FDA approves country’s first medicine made from marijuana - eplanit
https://www.statnews.com/2018/06/25/fda-approves-countrys-first-medicine-made-from-marijuana
======
stephengillie
CBD has a theraputic component whose benefits are still being explored.

> _The drug, GW Pharmaceuticals’ Epidiolex, is made of cannabidiol, or CBD, a
> component of marijuana that does not give users a high. It is given as an
> oil, and in clinical trials, it was shown to reduce the number of seizures
> by about 40 percent in patients with Dravet or Lennox-Gastaut syndromes._

Another hurdle is an upcoming DEA review:

> _Before GW can market Epidiolex, though, the Drug Enforcement Administration
> will have to reclassify CBD, which in this case, because it comes from
> marijuana, is considered a Schedule I drug, meaning it has no medical value
> and a high risk of abuse. The agency is expected to do so within 90 days._

This decision could indicate the long-term future of cannabis research and
medical use. If this is approved, likely similar projects could be approved.
However a denial would signal that such research may not be viable for several
years.

They're using their own high-CBD, low-THC strain:

> _Although Epidiolex was only approved for the two specific conditions,
> analysts expect doctors to prescribe it off label for a variety of epileptic
> diseases.
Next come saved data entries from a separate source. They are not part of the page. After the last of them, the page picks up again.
PR #220, opened 2026-05-29
feat(agent): Pi-inspired improvements to Agency Agent

egonSchiele:
Nine Pi-inspired improvements to make the Agency Agent in
`lib/agents/agency-agent/agent.agency` more capable, better-grounded,
and safer to run. Most changes are in the stdlib so any Agency author
can opt in; agent-specific glue lives in the agent file itself.

## Stdlib improvements

1. **`skillsDir` emits `<available_skills>` XML.** Matches Pi's skills
   format so recent coding models recognize it consistently. Each entry
   becomes a `<skill>` block with `<name>`, `<description>`,
   `<location>`.
2. **`read` gains `offset`/`limit` pagination + a 2000-line soft cap.**
   Previously every `read` dumped the whole file into context. The cap
   produces a clear truncation note pointing the model at
   `offset`/`limit`. `0` is the unset sentinel because Agency lacks
   undefined arguments. New `_read` unit tests.
3. **`ls`/`grep`/`glob` docstrings now name their truncation limits.**
   The tools already cap results internally (200 for grep, 500 for
   glob, 5 MB grep file-skip); now the LLM knows when to narrow scope.
4. **`edit` + `multiedit` consolidated into one `edit(filename, edits[])`**
   tool. Single surface, batches nearby changes naturally. `_edit`
   removed from `lib/stdlib/fs.ts`. Breaking change — every in-tree
   caller (3 agency-js fixtures, the stdlib-sandbox integration agent,
   the coding-agent example) is migrated in the same commit.

## Agent improvements

5. **`Current date:` + `Current working directory:` appended to the
   system prompt** so the LLM doesn't have to ask for grounding.
6. **`AGENTS.md` auto-loaded into a `<project_context>` block** if the
   workspace has one. Aligns with Anthropic / Pi / Aider conventions.
7. **`workspace.bash` added to the bundle** and the tools list, plus a
   workflow step in the system prompt. `cwd` is partial-applied to the
   bundle's anchor dir.
8. **`openDir(dir, allowedPaths?)` binds `allowedPaths` defense-in-depth**
   on `ls`/`glob`/`grep`/`bash`. Defaults to `[dir]` so the bundle
   refuses to escape its anchor even if downstream args are tampered
   with. `read`/`write`/`edit` remain sandboxed via `resolvePath`
   (filename containment within `dir`).

## Runtime addition

9. **Per-tool `promptGuidelines` + `toolGuidelines()` helper.** Pi's
   per-tool advice ("edit: prefer batching", "write: only for new
   files") rides with each tool's metadata via
   `AgencyFunction.withGuidelines(...)` and is composed into the system
   prompt by `std::agency.toolGuidelines(tools)`. The agent attaches
   guidelines at the tools-list call site for `read`, `write`, `edit`,
   `bash`, and `typecheck` and prepends the resulting block to its
   system message. `FunctionRefReviver` round-trips
   `promptGuidelines` alongside `.describe()` metadata; empty arrays
   are stripped on the wire. Unit tests cover `withGuidelines`,
   reviver round-trip, and the `_toolGuidelines` formatter.

## Verification

- `make` clean on a fresh worktree.
- `pnpm run agency typecheck lib/agents/agency-agent/agent.agency` →
  No type errors found.
- All targeted unit tests pass locally:
  `pnpm test:run lib/stdlib/builtins.test.ts lib/runtime/agencyFunction.test.ts lib/runtime/revivers/functionRefReviver.test.ts lib/stdlib/agency.test.ts`
  → 130 passed / 130.
- The three migrated agency-js fs fixtures (`std-fs-edit`,
  `std-fs-edit-reject`, `std-fs-multiedit`) all pass via
  `pnpm run agency test js …` after the edit-consolidation change.
- Full Agency suite deferred to CI per repo convention.


packages/agency-lang/docs/site/stdlib/agency.md
```diff
@@ -469,3 +469,23 @@ Type-check an Agency file on disk. The file is read from dir/filename, and relat
...
 
 ([source](https://github.com/egonSchiele/agency-lang/tree/main/stdlib/agency.agency#L284))
+
+### toolGuidelines
+
+```ts
+toolGuidelines(tools: any[]): string
+```
+
+Collect every tool's `promptGuidelines` (set via `.withGuidelines(...)`) into a single prompt-ready block. Use this when assembling a system prompt to surface per-tool advice (e.g. "edit: prefer one call with multiple entries") to the LLM. Returns an empty string when no tool has guidelines, so it composes cleanly with `sysPrompt + toolGuidelines(tools)`.
```
egonSchiele: How do tool guidelines differ from tool descriptions?

packages/agency-lang/docs/site/stdlib/fs.md
```diff
@@ -74,57 +63,29 @@ export type Workspace = {
...
 
 ### edit
 
 ```ts
-edit(filename: string, oldText: string, newText: string, replaceAll: boolean, dir: string): Result
+edit(filename: string, edits: Edit[], dir: string): Result
 ```
 
-Edit a file by replacing oldText with newText. By default oldText must match exactly once in the file; pass replaceAll=true to replace every occurrence. Fails if oldText is not found or appears multiple times (unless replaceAll is set).
+Edit a single file by applying one or more text replacements atomically. Each edit has `oldText`, `newText`, and `replaceAll`. Every edit's `oldText` must match a unique, non-overlapping region of the original file (matches are looked up against the file as it stands when the edit runs, after earlier edits). Set `replaceAll: true` on an edit to replace every occurrence. When any edit fails, nothing is written.
```
egonSchiele, line 84: I'd like to print a nice diff to the console for each edit. Could we have a `printDiff` param in this function? Could you add a new function to print a diff in the stdlib?

packages/agency-lang/docs/site/stdlib/index.md
```diff
@@ -113,20 +113,30 @@ A tool for rounding a number to a specified number of decimal places.
...
+  When called with no offset/limit, returns the full file if it has at
+  most 2000 lines; otherwise returns the first 2000 lines and appends a
+  truncation note showing the total line count. Pass `offset` (1-indexed)
+  and/or `limit` to paginate larger files. `0` for either argument means
+  "unset" — Agency does not have undefined arguments.
+
   @param filename - The file to read
   @param dir - The directory to resolve the filename against (defaults to ".")
+  @param offset - 1-indexed line to start at (0 means start of file)
+  @param limit - Maximum number of lines to return (0 means default 2000)
```
egonSchiele: How would users specify reading the full file? I think the default should be to read the full file

packages/agency-lang/docs/site/stdlib/shell.md
```diff
@@ -160,6 +162,8 @@ Search for a regex pattern in files under a directory. Returns matches with file
 
   Relative `dir` is resolved against the calling Agency module's directory (same policy as `read`/`write`/`glob`/`ls`), and returned `file` values are relative to `dir` — so results compose with `read(file, dir)` directly.
 
+  Returns at most `maxResults` matches (default 200). Files larger than 5 MB are skipped silently. If you suspect matches were truncated, narrow `dir` or refine `pattern`.
```
egonSchiele:
```
Files larger than 5 MB are skipped silently
```

This is surprising behavior, remove

packages/agency-lang/lib/agents/agency-agent/agent.agency
```diff
@@ -56,22 +58,40 @@ let policy: Policy = {}
...
 
+def loadAgentsMd(dir: string): string {
+  """
+  Read `AGENTS.md` from `dir` if it exists and return it wrapped in a
+  <project_context> block ready to splice into a system prompt. Returns
+  an empty string if there is no AGENTS.md or it cannot be read. The
+  read is auto-approved — the user implicitly opted in to scanning the
+  project directory by running the agent there.
+  """
+  if (!exists("${dir}/AGENTS.md")) {
```
egonSchiele: should exists take a dir param too to mirror the other funcs?

PR #222, opened 2026-05-29
Add ~ expansion to stdlib path resolution

egonSchiele:
Add ~ expansion to stdlib path resolution

Lets users write `~/notes.md`, `~/.agency/memory`, etc. in any
filesystem-touching stdlib function and have `~` expand to the user's
home directory. Previously `~` was treated as a literal directory
name, silently doing the wrong thing.

The expansion policy lives in one resolver, not at call sites:

- `lib/stdlib/expandPath.ts` — pure string transform, single owner of
  user-path-shorthand policy. Today only handles leading `~`; future
  rules (env vars, normalization) land here.
- `lib/stdlib/resolveDir.ts` — the "dir-only" resolver shared by
  every stdlib site that previously wrote `path.resolve(moduleDir, dir)`.
  Runs `expandPath`, resolves against the module dir, asserts
  containment.
- `lib/stdlib/resolvePath.ts` — delegates its dir step to
  `resolveDir`, so `read`/`write`/`edit` get `~` support for free.
- `lib/stdlib/assertContained.ts` — expands `~` in each `allowedPaths`
  entry, so policies that say `allowedPaths: ["~/.agency"]` match.

Call sites in `shell.ts`, `fs.ts`, and `builtins.ts` collapse from
two-line resolve+assert pairs to a single `resolveDir(dir, allowed)`
call.

Documents the convention in `docs/dev/coding-standards.md`: any new
stdlib function taking a `dir` / `cwd` / `path` arg MUST resolve it
via `resolveDir` (or `resolvePath`).

Plan: docs/superpowers/plans/2026-05-29-tilde-expansion-in-stdlib.md

### DIFF
--- a/packages/agency-lang/docs/superpowers/plans/2026-05-29-tilde-expansion-in-stdlib.md
+++ b/packages/agency-lang/docs/superpowers/plans/2026-05-29-tilde-expansion-in-stdlib.md
@@ -1,0 +1,418 @@
+# Home-Directory (`~`) Expansion in Stdlib Path Resolution — Implementation Plan
+
+## Goal
+
+Let users write `~/notes.md`, `~/.agency/memory`, etc. in any
+filesystem-touching stdlib function and have `~` expand to the user's
+home directory. Today the stdlib treats `~` as a literal directory
+name, which silently does the wrong thing.
+
+**Stronger requirement:** any path-resolving stdlib function — present
+or future — should pick up `~` (and any later path-expansion rules)
+**by going through one resolver, not by re-implementing the policy at
+the call site.** This is the part of the plan that pays for itself
+the next time we add a path rule (env-var expansion, normalization,
+allow-list overlay, etc.).
+
+## Verification before writing code
+
+> Grep `lib/` for any existing path-expansion utility before adding a
+> new one. As of writing:
+>
+> - `lib/stdlib/path.ts` exposes only thin wrappers around node `path`
+>   (`_join`, `_resolve`, `_basename`, `_dirname`, `_extname`,
+>   `_relative`, `_isAbsolute`) — no expansion.
+> - `lib/stdlib/resolvePath.ts` resolves `(dir, filename)` against the
+>   module directory with traversal / symlink-escape checks. No `~`
+>   handling.
+> - `os.homedir()` is used ad-hoc in `lib/stdlib/oauth.ts`,
+>   `lib/cli/schedule/backends/{launchd,systemd}.ts`,
+>   `lib/cli/schedule/index.ts`, `lib/mcp/setup.ts`,
+>   `lib/serve/policyStore.ts`. None of those are a reusable helper.
+>
+> If something has been added since, prefer reusing it over creating
+> a new one.
+
+## Scope: which APIs
+
+Every stdlib entry point that resolves a filesystem path. Concretely:
+
+**Built-ins ([`lib/stdlib/builtins.ts`](../../../lib/stdlib/builtins.ts)):**
+- `_read`, `_write`, `_readImage` — `dir` arg (filename stays relative).
+
+**Shell tools ([`lib/stdlib/shell.ts`](../../../lib/stdlib/shell.ts)):**
+- `_ls`, `_grep`, `_glob`, `_stat`, `_exists` — `dir` arg.
+- `_exec`, `_bash` — `cwd` arg.
+- `_which` — scans PATH, no user dir input; skip.
+
+**Filesystem tools ([`lib/stdlib/fs.ts`](../../../lib/stdlib/fs.ts)):**
+- `_copy`, `_move`, `_remove`, `_mkdir`, `_edit`, `_applyPatch`,
+  etc. — every `src` / `dest` / `path` / `dir` arg.
+
+**Allow-list policy fields ([`lib/stdlib/assertContained.ts`](../../../lib/stdlib/assertContained.ts)):**
+- `allowedPaths: ["~/.agency", ...]` must expand the same way, or
+  policies break for users who write `~` in them.
+
+**Memory store path** (after the memory-config PR lands):
+- `dir` passed to `enableMemory({ dir: "~/.agency/memory" })`. Comes
+  for free because the memory plan resolves through this same helper.
+
+## Design: one resolver, no inlined policy
+
+### Anti-pattern this plan refuses
+
+The naive approach is to insert `expandHome(dir)` at every existing
+`path.resolve(moduleDir, dir)` site. That gives `~` expansion but
+encodes the path-resolution policy ("expand, then resolve against
+module dir") at ~15 call sites. The next rule we add (env vars, NFC
+normalization, allow-list overlay) has to be inserted at all 15
+sites again — and any *new* stdlib function added in the future has
+to remember to do the same dance. That is the
+[`inconsistent patterns`](../../dev/anti-patterns.md#inconsistent-patterns)
+anti-pattern about to be born.
+
+### What this plan does instead
+
+Two layered helpers; call sites consume the second.
+
+**Layer 1 — `expandPath(p)` in `lib/stdlib/expandPath.ts`** — pure
+string transform. Single source of truth for "user-typed path string →
+expanded string." Today it only handles leading `~`; the function
+exists so the next expansion rule (env vars, NFC, anything) lands in
+one place.
+
+```ts
+import os from "os";
+import path from "path";
+
+/**
+ * Expand user-shorthand prefixes in a path string. Currently:
+ *
+ * - `~` alone → $HOME
+ * - `~/foo` (or `~\foo` on Windows) → $HOME/foo
+ * - `~user/...` throws (POSIX-only, platform complexity not worth it).
+ * - everything else returns unchanged.
+ *
+ * This is the single owner of path-shorthand policy for the stdlib.
+ * Future rules (env-var expansion, NFC normalization, etc.) land
+ * here, not at call sites.
+ *
+ * Does NOT resolve to an absolute path — callers still pass the
+ * result through path.resolve / resolvePath / resolveDir.
+ */
+export function expandPath(p: string): string;
+```
+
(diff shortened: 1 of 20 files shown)


packages/agency-lang/lib/stdlib/expandPath.ts
```diff
@@ -0,0 +1,53 @@
...
+ * the policy locally.
+ *
+ * Does NOT resolve to an absolute path — callers still pass the
+ * result through `path.resolve` / `resolvePath` / `resolveDir`.
+ *
+ * `expandPath("")` returns `""` unchanged so empty-string sentinels
+ * pass through (callers that disallow empty dir handle that
+ * themselves with a clearer error).
+ */
+export function expandPath(p: string): string {
```
egonSchiele, line 37: why not write the parser for this using tarsec https://egonschiele.github.io/tarsec/ (what the agency lang parser uses)?

packages/agency-lang/lib/stdlib/expandPath.ts
```diff
@@ -0,0 +1,53 @@
...
+
+  const home = os.homedir();
+  if (!home) {
+    throw new Error(
+      "expandPath: cannot expand `~` because os.homedir() returned no value (no HOME env var on POSIX, no USERPROFILE on Windows).",
+    );
+  }
+
+  // p is now either `~` exactly, or `~` + separator + tail.
+  if (p === "~") return home;
```
egonSchiele, line 58: `~/` should work too

packages/agency-lang/lib/stdlib/expandPath.ts
egonSchiele, line 37: should this handle relative paths too? have all the logic in one place?

packages/agency-lang/lib/stdlib/fs.ts
```diff
@@ -247,10 +246,8 @@ export async function _move(
   dest: string,
   allowedPaths?: string[],
 ): Promise<void> {
-  const srcFull = path.resolve(process.cwd(), src);
-  const destFull = path.resolve(process.cwd(), dest);
-  await assertContained(srcFull, allowedPaths ?? []);
-  await assertContained(destFull, allowedPaths ?? []);
+  const srcFull = await resolveDir(src, allowedPaths ?? [], "cwd");
```
egonSchiele, line 248: Do we no longer need `assertContained` for these?

packages/agency-lang/lib/stdlib/expandPath.ts
```diff
@@ -0,0 +1,53 @@
...
+  // Strip the leading `~` plus the separator character (length 2).
+  const tail = p.slice(2);
+  return path.join(home, tail);
```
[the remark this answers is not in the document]
egonSchiele: Verified this is a false positive — Copilot is conflating `path.join` with `path.resolve`. `path.resolve(home, "/foo")` does drop the home prefix (the second arg becomes absolute), but `path.join(home, "/foo")` returns `home/foo`. Tested directly:

```
> path.join("/home/user", "/foo")
'/home/user/foo'
```

Added an explicit `~//foo` test case to lock in the behavior in case someone later swaps `join` for `resolve` (fixed in 6e3b6bb).

packages/agency-lang/lib/stdlib/resolvePath.ts
```diff
@@ -1,6 +1,7 @@
 import fs from "fs/promises";
 import path from "path";
-import { getModuleDir } from "../runtime/asyncContext.js";
+import { resolveDir } from "./resolveDir.js";
+import { expandPath } from "./expandPath.js";
```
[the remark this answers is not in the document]
egonSchiele: Good catch — fixed in 6e3b6bb. The expansion happens inside `resolveDir`, so the import here was leftover.

packages/agency-lang/lib/stdlib/resolvePath.ts
```diff
@@ -11,20 +12,29 @@ import { getModuleDir } from "../runtime/asyncContext.js";
...
  * test invocations.
  */
 export async function resolvePath(dir: string, filename: string): Promise<string> {
   if (!dir) {
     throw new Error(`dir must not be empty. Use "." for the current directory.`);
   }
-  if (path.isAbsolute(filename)) {
+  if (path.isAbsolute(filename) || filename.startsWith("~")) {
     throw new Error(`Filename must not be absolute when dir is specified (got "${filename}").`);
   }
```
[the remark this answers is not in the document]
egonSchiele: Fixed in 6e3b6bb. Message now reads `Filename must not be absolute or start with "~" when dir is specified (...)`.

packages/agency-lang/lib/stdlib/fs.ts
```diff
@@ -4,7 +4,9 @@ import path from "path";
 import process from "process";
 import diff_match_patch from "diff-match-patch";
 import { resolvePath } from "./resolvePath.js";
+import { resolveDir } from "./resolveDir.js";
 import { assertContained } from "./assertContained.js";
+import { expandPath } from "./expandPath.js";
 import { formatDiff } from "../utils/diff.js";
```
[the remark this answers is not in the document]
egonSchiele: Confirmed unused — fixed in 6e3b6bb. All allow-list enforcement in this file now flows through `resolveDir`, which calls `assertContained` internally.

packages/agency-lang/docs/superpowers/plans/2026-05-29-tilde-expansion-in-stdlib.md
```diff
@@ -0,0 +1,418 @@
...
+- `_read`, `_write`, `_readImage` — `dir` arg (filename stays relative).
+
+**Shell tools ([`lib/stdlib/shell.ts`](../../../lib/stdlib/shell.ts)):**
+- `_ls`, `_grep`, `_glob`, `_stat`, `_exists` — `dir` arg.
+- `_exec`, `_bash` — `cwd` arg.
+- `_which` — scans PATH, no user dir input; skip.
+
+**Filesystem tools ([`lib/stdlib/fs.ts`](../../../lib/stdlib/fs.ts)):**
+- `_copy`, `_move`, `_remove`, `_mkdir`, `_edit`, `_applyPatch`,
+  etc. — every `src` / `dest` / `path` / `dir` arg.
```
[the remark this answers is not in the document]
egonSchiele: Good call — extended the scope to actually match the plan rather than narrowing the words. Migrated in 6e3b6bb:

- `system.ts` — `_screenshot` (filepath)
- `speech.ts` — `_speak` (outputFile), `_record` (outputFile), `_transcribe` (filepath)
- `policy.ts` — `_writePolicyFile` (filePath)

Each was a `path.resolve(process.cwd(), x)` + `assertContained` pair that collapsed to a single `resolveDir(x, allowedPaths, "cwd")` call. The structural lint mentioned in the plan would have caught these — still worth filing as a follow-up.

packages/agency-lang/tests/agency/tilde-paths/tilde.agency
```diff
@@ -0,0 +1,23 @@
...
+// to exist for any user) so the test is side-effect-free and never
+// writes under the user's home.
+node main(): boolean {
+  const homeStat = stat(`~`, ``)
+  if (!homeStat.exists) {
+    return false
+  }
+  if (homeStat.type != `dir`) {
+    return false
+  }
```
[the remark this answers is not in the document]
egonSchiele: Fixed in 6e3b6bb — the assertion now accepts `dir` or `symlink`, with a comment explaining why (`_stat` uses `lstat`, and `$HOME` resolves through a symlink on macOS).

packages/agency-lang/lib/stdlib/expandPath.ts
egonSchiele: Tarsec would be a great fit once we have actual grammar to parse — `$VAR`, `${VAR}`, mixed-in literals, etc. Today the whole policy is `startsWith("~")` + a separator probe, so a combinator parser would be ~10 lines of plumbing wrapping one branch.

I'd suggest reaching for tarsec when we add env-var expansion. Happy to file that as a follow-up if you want to track it.

packages/agency-lang/lib/stdlib/expandPath.ts
egonSchiele: Verified — `~/` already works (falls through to `path.join(home, "") === home`), but it wasn't covered by a test, which is probably why it looked uncertain. Added an explicit test in 6e3b6bb:

```ts
it("expands ~/ (trailing slash only) to os.homedir()", () => {
  expect(expandPath("~/")).toBe(os.homedir());
});
```

packages/agency-lang/lib/stdlib/expandPath.ts
egonSchiele: Deliberate two-layer split:

- **`expandPath`** — pure string transform. No async, no ALS, no base directory. Trivially testable.
- **`resolveDir`** — picks the base (`moduleDir` for stdlib I/O that ships next to the `.agency` file, `cwd` for `fs.ts`/`shell.ts` ops that should mean "the user's working directory"), then asserts containment.

Collapsing relative-path resolution into `expandPath` would force it to reach into runtime context and pick a base for callers that have different opinions about which base is right. The "one place" for the overall policy is `resolveDir` — `expandPath` is the first stage inside it.

Tightened the docstring on `expandPath` in 6e3b6bb to make the layering explicit so future readers see it.

packages/agency-lang/lib/stdlib/fs.ts
egonSchiele: Right — `resolveDir` runs `assertContained(root, allowedPaths, baseDir)` internally on every call ([resolveDir.ts:38](https://github.com/egonSchiele/agency-lang/blob/feature/tilde-expansion/packages/agency-lang/lib/stdlib/resolveDir.ts#L38)), so the call sites get containment-checking for free.

The now-stale `assertContained` import on line 8 (also flagged by Copilot) was dropped in 6e3b6bb.

PR #1341, opened 2016-05-20
(FACT-1408) Use prtdiag for productname on Solaris

HAIL9000:
Prior to this commit, facter was using prtconf to resolve the
productname and manufacturer facts on Solaris SPARC machines. We
made this change because it was believed that prtdiag was not present
on all SPARC boxes, but as far as we can tell that doesn't seem to be
the case.

Using prtconf gives a less specific fact value and doesn't work on
some Solaris machines, so we are falling back to using prtdiag since
that is what was used in Facter 2 and seems to produce better results.

### DIFF
--- a/lib/src/facts/solaris/dmi_resolver.cc
+++ b/lib/src/facts/solaris/dmi_resolver.cc
@@ -67,16 +67,9 @@ namespace facter { namespace facts { namespace solaris {
                 return result.chassis_type.empty() || result.chassis_asset_tag.empty();
             });
         } else if (isa && isa->value() == "sparc") {
-            static boost::regex manufacturer_re("^System Configuration: (.+) sun\\d.$");
-            static boost::regex product_name_re("^SUNW,(.*)$");
-            // prtdiag is not implemented in all sparc machines, so we cant get product name this way.
-            each_line("/usr/sbin/prtconf", [&](string& line) {
-                if (result.manufacturer.empty()) {
-                    re_search(line, manufacturer_re, &result.manufacturer);
-                }
-                if (result.product_name.empty()) {
-                    re_search(line, product_name_re, &result.product_name);
-                }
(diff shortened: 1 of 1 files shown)


lib/src/facts/solaris/dmi_resolver.cc
```diff
@@ -67,16 +67,10 @@ namespace facter { namespace facts { namespace solaris {
                 return result.chassis_type.empty() || result.chassis_asset_tag.empty();
             });
         } else if (isa && isa->value() == "sparc") {
-            static boost::regex manufacturer_re("^System Configuration: (.+) sun\\d.$");
-            static boost::regex product_name_re("^SUNW,(.*)$");
+            static boost::regex product_name_manufacturer_re("^System Configuration:\\s+(.+?)\\s+sun\\d+\\S+\\s+(.+)");
             // prtdiag is not implemented in all sparc machines, so we cant get product name this way.
```
kylog: Toss this comment now? Or modify?

HAIL9000: Good point... seems like we should say something but I'm not sure what's most helpful

kylog: My $.02 is to just remove the comment as it's no longer applicable (and thus might confuse the reader).

branan: :+1: to that

HAIL9000:
@branan @kylog Updated but not sure why appveyor would be failing now

branan:
@HAIL9000 weird. You can ammend the commit with no new changes to get an updated timestamp/sha, and force-push that. It might kick it?

HAIL9000:
@branan Cool thanks! Giving that a shot

HAIL9000:
All great now! 👍

PR #1342, opened 2016-05-30
(FACT-1431) Enable curl on OpenBSD

jasperla:
No need to disable curl on OpenBSD when it builds fine.


MikaelSmith:
Curl is enabled only for Amazon EC2 and GCE. Are there OpenBSD images for those?

jasperla:
[Yep!](http://blog.d2-si.fr/2016/02/15/openbsd-on-aws/)

PR #1346, opened 2016-06-02
(MAINT) mention setup instructions on OpenBSD

jasperla:


README.md
```diff
@@ -112,6 +112,15 @@ In Powershell:
 
 Note that OpenSSL isn't needed on Windows.
 
+### Setup on OpenBSD
```
kylog: Should this specify anything about which version of OpenBSD?

jasperla: There isn't a really strict requirement from the base system, rather the ports/packages have to be up to date. And base/packages out of sync is no go. So `OpenBSD 6.0` would be more accurate.

HAIL9000: Hey @jasperla, could you update these docs with the version so they're more accurate?

jasperla:
Pardon the delay, it's properly annotated with a version now.

whopper:
Thanks @jasperla!

PR #1352, opened 2016-06-13
(FACT-1438) Fix tests on s390x

johnduarte:
Fix `acceptance/tests/facts/el.rb` to accommodate s390x instances.

[skip-ci]

### DIFF
--- a/acceptance/tests/facts/el.rb
+++ b/acceptance/tests/facts/el.rb
@@ -10,6 +10,8 @@ test_name "Facts should resolve as expected in EL 4, 5, 6 and 7"
 # Don't test on RedHat 4, as is does not include yum (See BKR-512)
 confine :to, :platform => /el-[5-7]|centos-[4-7]/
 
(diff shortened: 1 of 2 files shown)


johnduarte:
This change has been successfully run against the following platforms:

- redhat-6-s390x
- centos-6-i386
- scientific-6-i386
- oracle-6-i386

acceptance/tests/facts/el.rb
```diff
@@ -10,6 +10,8 @@
 # Don't test on RedHat 4, as is does not include yum (See BKR-512)
 confine :to, :platform => /el-[5-7]|centos-[4-7]/
 
+@ip_regex = /^([1-9]|[1-9][0-9]|1[0-9][0-9]|2[0-4][0-9]|25[0-5])(\.([0-9]|[1-9][0-9]|1[0-9][0-9]|2[0-4][0-9]|25[0-5])){3}$/
```
MikaelSmith: Why not go with something like https://www.safaribooksonline.com/library/view/regular-expressions-cookbook/9780596802837/ch07s16.html? Or are you specifically disallowing `0.0.0.0` (as an example).

johnduarte: Thanks for the suggestion @MikaelSmith . I have updated the regex in the el.rb file and the previously committed sles.rb file.

MikaelSmith:
Works for me.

It comes from a proprietary strain of cannabis grown by GW that
> has been bred to have high levels of CBD and low levels of THC, the
> component that does make people high._

Cannabis has largely been bred to have stronger and stronger effects over
time. THC and CBD have effects that cancel each other out, so part of the
stronger effect comes from the increase of THC content, and another part comes
from the decrease of CBD content. Legalization has brought support for CBD-
dominant varieties, and some cannabis stores in WA State have occasional CBD
sales when their THC supplies get low.